>>

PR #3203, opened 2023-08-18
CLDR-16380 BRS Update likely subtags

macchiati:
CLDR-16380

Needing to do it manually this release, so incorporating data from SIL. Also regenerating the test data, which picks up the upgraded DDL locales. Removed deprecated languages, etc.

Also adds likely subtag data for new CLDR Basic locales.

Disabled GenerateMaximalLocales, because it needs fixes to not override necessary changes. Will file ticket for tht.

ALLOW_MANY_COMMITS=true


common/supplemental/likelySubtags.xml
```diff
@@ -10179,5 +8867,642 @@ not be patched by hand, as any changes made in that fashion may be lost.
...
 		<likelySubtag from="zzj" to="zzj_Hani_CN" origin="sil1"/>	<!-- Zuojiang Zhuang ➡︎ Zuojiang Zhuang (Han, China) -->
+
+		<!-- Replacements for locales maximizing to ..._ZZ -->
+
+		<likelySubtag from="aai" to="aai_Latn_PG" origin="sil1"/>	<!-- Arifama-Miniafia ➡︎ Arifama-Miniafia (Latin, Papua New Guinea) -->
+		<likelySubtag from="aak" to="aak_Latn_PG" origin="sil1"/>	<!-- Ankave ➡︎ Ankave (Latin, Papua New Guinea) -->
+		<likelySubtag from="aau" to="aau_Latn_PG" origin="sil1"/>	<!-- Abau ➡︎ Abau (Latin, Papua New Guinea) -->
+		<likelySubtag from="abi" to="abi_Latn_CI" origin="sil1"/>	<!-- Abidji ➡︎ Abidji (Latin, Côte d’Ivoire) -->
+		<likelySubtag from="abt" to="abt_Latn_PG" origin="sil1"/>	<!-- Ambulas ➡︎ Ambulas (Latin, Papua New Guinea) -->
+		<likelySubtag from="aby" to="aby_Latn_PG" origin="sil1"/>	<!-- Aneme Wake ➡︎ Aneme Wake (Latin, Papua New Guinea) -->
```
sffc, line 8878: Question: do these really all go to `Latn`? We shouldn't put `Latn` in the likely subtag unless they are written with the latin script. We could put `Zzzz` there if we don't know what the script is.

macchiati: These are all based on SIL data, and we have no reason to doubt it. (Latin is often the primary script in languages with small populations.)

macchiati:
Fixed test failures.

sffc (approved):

<<

**Aim of the task:**
Go through the data above and find the lines with the word "languages". Copy each of those lines.

**Answer for this exercise:**
Needing to do it manually this release, so incorporating data from SIL. Also regenerating the test data, which picks up the upgraded DDL locales. Removed deprecated languages, etc.
macchiati: These are all based on SIL data, and we have no reason to doubt it. (Latin is often the primary script in languages with small populations.)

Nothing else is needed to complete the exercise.